Spam filtering based on latent semantic indexing

W. Gansterer,A. Janecek, R. Neumayer:
"Spam filtering based on latent semantic indexing";
Vortrag: 2007 SIAM Conference on Data Mining, Minneapolis, MN, USA; 28.04.2007; in:"2007 SIAM Conference on Data Mining Workshop and Tutorial Proceedings", (2007), 9 S.

[ Publication Database ]


In this paper, a study on the classification performance of a vector space model (VSM) and of latent semantic indexing (LSI) applied to the task of spamfiltering is summarized. Based on a feature set used in the extremely widespread, de-facto standard spamfiltering system SpamAssassin, a vector space model and latent semantic indexing are applied for classifying e-mail messages as spam or not spam. The test data sets used are partly from the official TREC 2005 data set and partly self collected. The investigation of LSI for spamfiltering summarized here evaluates the relationship between two central aspects: (i) the truncation of the SVD in LSI and (ii) the resulting classification performance in this specific application context.

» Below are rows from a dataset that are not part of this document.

PR #620, opened 2026-02-03
Fix eigen warning 

hughcars:
The eigen dependency was moved past 3.4 (to 5.0.0), so we've been getting warnings in the build. The fix is moving the option into the template args, and was already commented out in the code anyway.


Sbozzolo (approved):
Thank you! I saw that too and had it in my todo list.

hughcars:
This is a tiny PR, so we could avoid merging it right away to stop https://github.com/awslabs/palace/pull/326 having to rebase quite so furiously.

PR #622, opened 2026-02-04
Add support for nightly tests

### LINKED ISSUE #221: Add AMR examples to regression tests

Sbozzolo:
This PR adds support for nightly tests in Palace.

Nightly tests are automatically run from open PRs unless:
- the PR already passed a nightly test and has not changed
- the PR has a `no-nightly` label
- the PR is a draft
- the PR is trivial (e.g., it only changes documentation)

Nightly tests can be triggered immediately by adding the `trigger-nightly` label.

Before merging we should turn the PRs we don't want to run the nightly for to `draft`.

Closes #221


.github/actions/palace-ci/action.yml
```diff
@@ -315,7 +326,7 @@ runs:
         path: |
           spack.yaml
           spack.lock
-        retention-days: 1
+        retention-days: 7
```
Sbozzolo, line 329: This is so that we can re-use the artifact for the nightly.

.github/actions/palace-ci/action.yml
```diff
@@ -23,6 +23,14 @@ inputs:
...
     required: false
     default: 'false'
+  test-cases:
+    description: 'Test cases: "default", "nightly", or space-separated list'
+    required: false
+    default: 'default'
+  additional-test-cases:
+    description: 'Additional test cases to run after default tests (space-separated list)'
+    required: false
+    default: ''
```
Sbozzolo, line 33: I added this so that I can run usual tests + coarse transmon. 

I also see ourselves adding more tests and test groups so that additional control might be useful

.github/actions/setup-runner/action.yml
```diff
@@ -110,6 +110,14 @@ runs:
 
         end_timer "Setup repositories"
 
+    - name: Setup gh
```
Sbozzolo, line 113: Used to post statuses

docs/src/examples/transmon.md
```diff
@@ -220,7 +220,7 @@ participation ratios for inductive lumped elements (the Josephson junction). The
 the sapphire substrate, enabling comprehensive analysis of loss mechanisms
 throughout the device.
 
-#### Balancing Speed and Accuracy: Solver Order Considerations
+#### Balancing Speed and Accuracy: Solver Order Considerations and
```
Sbozzolo: I realized I left an "and". I'll remove it when addressing other review comments.

.github/workflows/nightly.yml
```diff
@@ -0,0 +1,141 @@
...
+#
+# Nightly tests can be triggered immediately by adding 'trigger-nightly' label
+# to a PR.
+name: Nightly Tests
+
+on:
+  schedule:
+    - cron: '0 2 * * *'  # 2 AM daily
+  pull_request:
+    types: [synchronize]
```
hughcars: If this can only be triggered on sync, what about the "label" dispatch, don't you need `labeled` too here? (Thinking about the immediate trigger scenario).

.github/workflows/nightly.yml
```diff
@@ -0,0 +1,141 @@
...
+          script: |
+            let prs = [];
+
+            // Handle manual trigger via 'trigger-nightly' label
+            if (context.eventName === 'pull_request') {
+              const hasLabel = context.payload.pull_request.labels
+                .some(label => label.name === 'trigger-nightly');
+              if (hasLabel) {
+                prs = [context.payload.pull_request.number];
+              }
```
hughcars: If there was a nightly failure, does a change to the PR after that reset the label to pending? Say opened on day 1, nightly fails at 2 am on day 2, then some fixes are done, does the label have to be manually applied, or is it readded to the list of nightly PRs to test?

.github/workflows/nightly.yml
```diff
@@ -0,0 +1,141 @@
...
+      - uses: actions/checkout@v6
+        with:
+          ref: refs/pull/${{ matrix.pr }}/merge
+
+      - uses: ./.github/actions/palace-ci
+        with:
+          toolchain: gcc
+          test-cases: nightly
+
+      - name: Get PR head SHA
```
hughcars, line 113: When `palace-ci` fails, this step is skipped (GitHub Actions defaults to `if: success()`), so `steps.pr-sha.outputs.sha` is never set. The "Set failure status" step then hits a malformed API URL and the failure is never reported — the PR stays in `pending` with no feedback to the author. The nightly schedule retries it every night, but for persistent failures this means silent compute burn with no developer signal.

Fix: add `if: always()` here so the SHA is captured regardless of build outcome.

test/examples/baseline
```diff
@@ -100,7 +100,8 @@ spheres
 rings
 antenna/antenna_halfwave_dipole
 antenna/antenna_short_dipole
-transmon
+transmon/coarse
```
hughcars: The new test names (`transmon/coarse`, `transmon/amr`) produce `POSTPRO=coarse` and `POSTPRO=amr` from this awk split, but the actual output paths are `postpro/transmon_coarse` and `postpro/transmon_amr`. Both `EXAMPLE_DIR` and `REF_DIR` will point to wrong locations. Also `cp *.csv` won't recurse into AMR's `iterationN/` subdirectories.

test/examples/runtests.jl
```diff
@@ -152,12 +153,46 @@ end
...
+            "Re{I[3]} (A)",
+            "Im{I[3]} (A)"
+        ],
+        skip_rowcount=true,
+        gridfunction_fields=true
+    )
+end
+
+if "transmon/amr" in cases
+    @info "Testing single transmon arm..."
```
hughcars: Nit: "arm" → "amr"

.github/actions/run-regression-tests/action.yml
```diff
@@ -25,6 +25,14 @@ inputs:
     description: 'Solver to test'
     required: false
     default: 'Default'
+  test-cases:
+    description: 'Test cases: "default", "nightly", or space-separated list'
+    required: false
+    default: 'default'
+  additional-test-cases:
+    description: 'Additional test cases to run after test-cases (space-separataed list)'
```
hughcars: Nit: "separataed" → "separated"

docs/src/examples/transmon.md
hughcars: Trailing "and" in the heading.

PR #629, opened 2026-02-09
Add memory reporting

Sbozzolo:
This PR adds support for reporting memory used by Palace (peak and current). This is a particularly useful metric as it is often the case that users run out of memory. This report can help them understand memory requirements better.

It is shown that a surprisingly large amount of truncation is often possible without heavy loss in classification performance. This forms the basis for good and extremely fast approximate (pre-) classification strategies, which are very useful in practice. The approaches investigated in this paper are shown to compare favorably to two important alternatives: (i) They achieve better classification results than SpamAssassin, and (ii) they are better and more robust than a related LSI-based approach using textual features which has been proposed earlier.